Behaviour of the very-low-temperature crystallization peak of linear low-density polyethylene/lineaarse madaltiheda poluetuleeni vaga madala temperatuuri kristallisatsiooni piigi olemus.
Polyethylene (PE) is available with a wide array of engineering properties to provide toughness, ease of processing, shrinkage rates, chemical abrasion, impact resistance, etc. The properties are largely determined by the characteristics of the polymer such as molar mass (MM), molar mass distribution (MMD), and degree of branching.
One method for providing the special properties is the copolymerization of ethylene and [alpha]-olefins, which has become increasingly important in the last two decades. These materials, collectively termed linear low-density polyethylene (LLDPE), have been synthesized using different types of catalysts and comonomers. Usually, 1-butene, 1-hexene, or 1-octene is used as the [alpha]-olefin comonomer. Random ethylene-[alpha]-olefin copolymers obtained by homogeneous single-site catalysts (SSC) show a homogeneous comonomer distribution (CD) and a narrow MMD , in contrast to traditional Ziegler-Natta (ZN) catalysts, which lead to broad MMD and CD [2,3].
The crystallization in copolymers is markedly different from the crystallization of linear or slightly branched polymers, such as linear PE and high-density PE respectively . In copolymers ethylene sequences of varying lengths (determined by branching frequency) are present abundantly. These sequences can only crystallize below certain temperatures, determined by their lengths. Therefore, a broad range of melting temperatures may be expected for the copolymers. The crystallization process in copolymers is further influenced by the fact that branches longer than methyl are predominantly excluded from the growing crystal . However, it should be mentioned here that ethyl (1-butene as comonomer), being a 'border case' branch, is excluded from the crystal lattice at low cooling rates, and can be included at high cooling rates. The crystals formed under such conditions are much thinner and less perfect compared to those formed in the corresponding non-branched material.
Differential scanning calorimetry (DSC) has been the main technique used to study melting and crystallization behaviour. The results from the thermal analysis of heterogeneous, ZN ethylene-[alpha]-olefin copolymers [6-9] clearly indicate the existence of a triple crystallization mechanism in the ethylene copolymers: a sharp, high-temperature crystallization peak (HTCP), a broad low-temperature crystallization peak (LTCP) next to HTCP, and often a very-low-temperature crystallization peak (VLTCP) are observed. For SSC copolymers, and in general for homogeneous copolymers , just HTCP and, often, VLTCP are observed (see for an example [6, Ch. 9, fig. 9.11]).
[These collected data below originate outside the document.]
Issue #882, opened 2018-11-28
VMs disk is created as Thin instead of Clone when template is optimized for server


leistnerova:
Steps to reproduce:
1. in admin portal create template from VM with disk
2. set Optimized for: Server on the template
3. log into VM portal, create new VM from that template

VM is created with <format>cow</format> disk but it should be raw.

By creating VM it should sent &lt;clone&gt;true&lt;/clone&gt; when template is optimized for server (according to admin portal functionality when it automatically changes Storage Allocation depending on 'Optimized for' value).

SIN3R6Y:
I would suspect the issue is here, https://github.com/oVirt/ovirt-web-ui/blob/5a694b8422cfbc3441a16e2dc9189aa8ab2acd6b/src/components/VmDialog/index.js#L204

IIRC if you don't specify whether to make a dependent or independent disk, it defaults to dependent when this should not be the case for "server" templates.

michalskrivanek:
yes, exactly
https://github.com/oVirt/ovirt-engine-api-model/blob/12ec843f5c4486cb878d38ecf47edcccf095ba61/src/main/java/services/VmsService.java#L228

PR #941, opened 2019-01-29
Fix 'cow' and 'raw' disk bug

bond95:
Add check if template is `server` type, in this case set `clone` parameter to `true` in create VM request.

Fixes: https://github.com/oVirt/ovirt-web-ui/issues/882


leistnerova:
ci build please

leistnerova:
LGTM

One of the hypotheses of the origin of VLTCP is proposed in [10,11] for SSC-based LLDPEs. As it was mentioned above, the crystallization process in copolymers is predominantly governed by the length distribution of the crystallizable sequence. In a random copolymer, the frequent occurrence of branches along the polymer backbone fragments the chain into a number of shorter sequences. Taking this into account, Zhang et al.  and Mirabella  suggested that HTCP corresponds to the crystallization of ethylene with a large average sequence length (ASL) and VLTCP is related to the crystallization with a relatively short ASL.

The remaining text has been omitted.